• Je préfère le matin

     

    Je préfère l'ouverture des Jeunes Filles en Fleur à celle de Swann. Comment peut-on vouloir revivre le soir ? Chaque fois que le soleil disparaît, revient l'ondulation primaire, le balancement qui ne cesse jamais : entre sanité et abîme, entre réel et tourmente. Même quand le corps est immobile, la lumière éteinte, les draps lourds sur la peau, l'esprit balance. Et avec lui tous les muscles, tous les organes, toutes les cellules. D'avant en arrière en avant en arrière. Jusqu'à ce que, soudain, on tombe. Alors, dans un sursaut du corps tout entier, on ouvre, effaré, les yeux et l'âme. Et l'incongruité du réel nous submerge. Qui pourrait préférer cela à la ligne continue du matin ?

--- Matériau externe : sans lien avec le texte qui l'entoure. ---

PR #1662, opened 2026-04-13
feat(cli): add --json flag for pure JSON stdout output

### LINKED ISSUE #509: Add `--json` output flag
**Is your feature request related to a problem? Please describe.**
As it stands `pyinfra` is very much a CLI tool executed by users. There's the programmatic API as well for Python folk but there's also no reason the CLI can't be used within scripts and so on. Currently output is written (correctly) to `stderr` but no machine readable output is emitted to `stdout` - this flag would push out JSON during execution, such that the whole output would be a valid JSON object.

This would make it possible to integrate `pyinfra` into any number of systems without writing any Python code.

**Describe the solution you'd like**
Add `--json` CLI flag that makes `pyinfra` emit machine readable JSON output to `stdout` during execution. Possibly in tandem with a flag to hide most/all `stderr` user output.

wowi42:
Emit structured JSON on stdout for debug-inventory, fact, --debug-operations, --dry and deploy runs so the CLI output can be consumed by downstream tools instead of scraping the pretty printer. Forces non-interactive mode and disables the progress spinner to keep stdout unpolluted.

closes #509 


src/pyinfra_cli/cli.py
```diff
@@ -320,8 +334,14 @@ def _main(
...
     debug_facts: bool,
     debug_operations: bool,
+    json_output: bool = False,
     support: bool = False,
 ):
+    # In JSON mode keep the spinner quiet and force non-interactive behaviour
+    # so stdout stays pure JSON and prompts never block the pipe.
+    if json_output:
+        environ.setdefault("PYINFRA_PROGRESS", "off")
+        yes = True
```
DonDebonair: The fact that we switch to non-interactive behaviour should be documented in the docs. Of course, JSON output is pretty useless in interactive mode, but still, it's a change of behaviour.

src/pyinfra_cli/prints.py
```diff
@@ -52,6 +52,132 @@ def jsonify(data, *args, **kwargs):
...
 
+def print_json(payload) -> None:
+    click.echo(jsonify(payload, default=json_encode))
+
+
+def _host_to_dict(host: Host) -> Dict:
+    return {
+        "name": host.name,
+        "groups": list(host.groups),
+        "data": host.data,
```
DonDebonair, line 74: Host data can contain any Python object, which could be unserializable. I'd recommend documenting that.

src/pyinfra_cli/prints.py
```diff
@@ -52,6 +52,132 @@ def jsonify(data, *args, **kwargs):
...
+    }
+
+
+def print_inventory_json(state: "State") -> None:
```
DonDebonair: Quotes are only needed when doing either a self-reference inside a class, or when referencing a class that is defined in the same file, but below the current code. And then only in older versions of Python.


```suggestion
def print_inventory_json(state: State) -> None:
```

src/pyinfra_cli/prints.py
```diff
@@ -52,6 +52,132 @@ def jsonify(data, *args, **kwargs):
...
+    print_json([_host_to_dict(host) for host in state.inventory])
+
+
+def print_facts_json(fact_data: Dict) -> None:
```
DonDebonair: Lowercase type names are preferred.

```suggestion
def print_facts_json(fact_data: dict) -> None:
```

(I realize that this happens all over the code base and is not yet caught be the linter. To be fixed at a later moment)

DonDebonair (changes requested):
Great PR! Left some comments. Basically 2 themes:

1. Recommend adding documentation for the new flag, incl. some caveats (non-interactive behaviour, potentials problems with unserializable host data)
2. Fix type hints to modern Python standards

wowi42:
Thanks for the review @DonDebonair! Addressed everything in `1d43e00a`:

**Type hints** (`src/pyinfra_cli/prints.py`)
- Dropped the quotes around `state: State` on every new helper — `from __future__ import annotations` is already in place so they were redundant.
- Switched the new helpers to PEP 585 lowercase built-ins (`dict`, `list`) for signatures and local annotations. Left the pre-existing `Dict`/`List`/`Tuple` usages alone as they're out of scope (per your note about tackling the codebase-wide sweep later).

**Documentation** (`docs/cli.md`)
- Added a dedicated "JSON output" section covering `--json` with examples (`debug-inventory`, `fact`, `--dry`, deploy).
- "Non-interactive behaviour" sub-section calls out that `--yes` is implied and the progress spinner is disabled (`PYINFRA_PROGRESS=off`), and warns that interactive prompts from deploy code will still block.
- "Caveats" sub-section notes that inventory `data` is serialised as-is, so non-JSON-serialisable values will fail the command, plus a pointer that stderr still carries logs.

Fizzadar (approved):
LGTM!

Conflicts 🙃

src/pyinfra_cli/cli.py
Fizzadar: I'm not sure this is right - it should be possible to diff, but not change, a target host. I think we should just JSON print the proposed changes.

Fizzadar (changes requested):
Spotted a thing!

Fizzadar:
One final question which is probably a future PR - should we consider exporting logs as JSON too newline delimited? Maybe `--json-events` or something.

wowi42:
@Fizzadar all good for me

Fizzadar (approved):
Awesome, LGTM!

PR #1664, opened 2026-04-14
security: quote untrusted values in command construction across connectors, operations, and util

wowi42:
# Summary

Hardening of every place pyinfra builds a shell command by interpolating inventory- or caller-supplied strings without passing them through `QuoteString` / `shlex.quote`. `api.command.StringCommand` only shell-escapes bits wrapped in `QuoteString`; raw string bits are pasted verbatim. Several call sites relied on raw bits, which made them injectable when the surrounding value was not strictly trusted (dynamic inventories, data loaded from external systems, etc.).

## Fixed injection surfaces

**`connectors/util.py` -- `make_unix_command`**
- `_env` was built with `'"{0}={1}"'.format(key, value)`; double-quoted shell context still interprets `"`, `$`, `` ` ``. Now each `key=value` is wrapped in `QuoteString` so values with metacharacters become a single literal token.
- `_chdir`, `_sudo_user`, `_doas_user`, `_dzdo_user`, `_su_user` were pasted as raw bits -- now wrapped in `QuoteString`.
- `_su_shell` used unquoted backtick command substitution (``-s `which {shell}` ``) which executed the user value as a subshell. Replaced with `$(command -v 'shell')` via `StringCommand` + `QuoteString` so injection attempts fail safely inside `command -v`.
- `_sudo_askpass_path` / `_su_askpass_path` were pre-quoted once when stored in `connector_data` and then concatenated back unquoted. Switched to storing the raw path and quoting it at each use site (including `remove_any_sudo_askpass_file`, which previously used `"rm -f {0}".format(path)`).

**`operations/util/files.py` -- `chown()`**
- `user_group` (`"user:group"`) was passed as a raw bit. Wrapped in `QuoteString` and added a `None` assertion so callers that pass neither user nor group fail loudly instead of emitting `chown None <target>`.

**`connectors/docker.py`, `connectors/dockerssh.py`, `connectors/chroot.py`**
- Docker/Podman container IDs and image names were interpolated directly into `f"{self.docker_cmd} container inspect {container_id}"` style `local.shell()` calls -- this is RCE on the *controller* machine, not the target, because `local.shell()` executes via `run_local_process` with `shell=True`. Now `shlex.quote`'d / wrapped in `QuoteString` throughout `connect`, `disconnect`, `run_shell_command`, `put_file`, and `get_file`.
- Same pattern fixed for `dockerssh` (`ssh.run_shell_command`) and `chroot` (container `chroot` directory and `cp` target paths).

**`operations/selinux.py` -- `selinux.boolean()`**
- `yield StringCommand(""setsebool"", f""{persist}{bool_name}"", value_str)` concatenated the `-P` flag with the boolean name into a single raw bit. Split the flag out into its own argument and wrapped `bool_name` in `QuoteString`.

## Tests

- `tests/test_connectors/test_util.py` -- regression/injection-attempt tests for `_doas_user`, `_dzdo_user`, `_sudo_user`, `_su_user`, `_su_shell`, `_chdir`, `_env`, the `SUDO_ASKPASS=` env assignment, and `remove_any_sudo_askpass_file`, plus a mixed scenario. Expected outputs for the existing `test_su_shell_command`, `test_command_env`, and `test_mixed_command` were updated for the new, stricter quoting.
- `tests/operations/files.file/add_user_group_with_metachars.json` :  fixture proving `chown` quotes `user:group` when it contains `;` and `$()`.
- `tests/operations/selinux.boolean/change_bool_name_with_metachars.json` : fixture proving `setsebool -P` quotes a bool name containing backticks.
- All existing chown/docker/chroot fixtures remained valid because their test inputs use characters that are identity under `shlex.quote`.

## Threat model note

Most of these are only exploitable when the injected argument comes from untrusted inventory / dynamic data (e.g. a `@terraform` output used as a host name, a fact result fed into a subsequent operation). For fully hand-authored static inventory the risk is lower -- but the fixes are purely defensive and the audit trail through `StringCommand` is now consistent: **every bit that reaches the shell is either a literal pyinfra-owned string or `QuoteString`-wrapped.**

Related second-pass audit (not included in this PR) also found injection paths in several facts (`facts/git.py`, `facts/iptables.py`, `facts/crontab.py`, `facts/selinux.py`, `facts/docker.py`, `facts/npm.py`, `facts/postgres.py`, `facts/mysql.py`, `facts/snap.py`, `facts/flatpak.py`, `facts/openrc.py`, `facts/systemd.py`, `facts/runit.py`, `facts/gpg.py`, `facts/server.py`) where a fact's `command()` method returns a plain string with raw-formatted parameters. Those are best fixed together as a follow-up by either wrapping each parameter with `shlex.quote` at the call site or converting facts to return `StringCommand` , happy to do that in a separate PR @Fizzadar .

### DIFF
--- a/src/pyinfra/operations/util/files.py
+++ b/src/pyinfra/operations/util/files.py
@@ -6,7 +6,7 @@ from datetime import datetime, timezone
 from enum import Enum
 from typing import Callable, Generator
 
-from pyinfra.api import QuoteString, StringCommand
+from pyinfra.api import OperationError, QuoteString, StringCommand
 from pyinfra.api.output import format_text
 
 
@@ -158,7 +158,8 @@ def chown(
         command = "chgrp"
         user_group = group
 
-    assert user_group is not None, "chown() requires at least one of user or group"
+    if user_group is None:
+        raise OperationError("chown() requires at least one of user or group")
 
     args = [command]
     if recursive:
--- a/src/pyinfra/operations/util/files.py
+++ b/src/pyinfra/operations/util/files.py
@@ -146,7 +146,7 @@ def chown(
     dereference=True,
 ) -> StringCommand:
     command = "chown"
-    user_group = None
+    user_group: str | None = None
 
     if user and group:
         user_group = "{0}:{1}".format(user, group)
@@ -158,6 +158,8 @@ def chown(
         command = "chgrp"
         user_group = group
 
+    assert user_group is not None, "chown() requires at least one of user or group"
+
     args = [command]
     if recursive:
         args.append("-R")
@@ -165,7 +167,7 @@ def chown(
     if not dereference:
         args.append("-h")
 
-    return StringCommand(" ".join(args), user_group, QuoteString(target))
+    return StringCommand(" ".join(args), QuoteString(user_group), QuoteString(target))
 
 
 # like the touch command, but only supports setting one field at a time, and expects any
--- a/src/pyinfra/connectors/chroot.py
+++ b/src/pyinfra/connectors/chroot.py
@@ -1,4 +1,5 @@
 import os
+import shlex
 from tempfile import mkstemp
 from typing import TYPE_CHECKING, Optional
 
@@ -64,7 +65,7 @@ class ChrootConnector(BaseConnector):
         try:
             with progress_spinner({"chroot run"}):
                 local.shell(
-                    "chroot {0} ls".format(chroot_directory),
+                    "chroot {0} ls".format(shlex.quote(chroot_directory)),
                     splitlines=True,
                 )
         except PyinfraError as e:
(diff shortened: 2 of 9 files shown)


src/pyinfra/operations/util/files.py
```diff
@@ -158,14 +158,16 @@ def chown(
         command = "chgrp"
         user_group = group
 
+    assert user_group is not None, "chown() requires at least one of user or group"
```
DonDebonair: `assert` shouldn't be used in non-test code. Asserts can be disabled easily which would cause errors to be silently ignored.

In this case, it's probably better to thrown an exception.

I realize that this mistake is made in other places in the code as well. We should fix that at some point

DonDebonair:
Awesome PR! Left 1 comment which should be addressed. Otherwise looking great.

PR #1667, opened 2026-04-14
ci: upgrade default Python to 3.14

wowi42:
Update lint, type-check and unit-test matrix to use Python 3.14 as the default version. Add 3.13 as an explicit include entry so it remains tested on ubuntu-24.04, alongside the already-present 3.12, 3.11 and 3.10 matrix entries. Flip the codecov upload condition to the new default. Leave end-to-end-test and docs-build on 3.13 for now, matches the narrow scope of the original change.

    Le matin premier est celui des volants roulants pas entièrement baissés qui laissent filtrer la lumière. Sans lunettes, les petits ronds sont des taches qui rappellent les guirlandes du sapin. Elles se mêlent les unes aux autres, formant lignes et motifs.

    Rien n'est alors décidé, rien ne se joue d'autre que ma volonté dans ce temps suspendu.

    Au bord du monde.

    Pas d'oscillation mais ce mouvement plat, presque imperceptible, qui rapproche de ce que j'imagine être l'avant. Ou l'après. Avant que le monde ne se mette en branle, après qu'il se fut tu.

    Les yeux fermés ou à demi clos, l'ouïe et la vue à peine sensibles, bouger le moins possible pour juste être. Être totalement que c'est tout juste si on en perçoit les limites.

    Que l'éternité soit le matin sans cesse recommencé.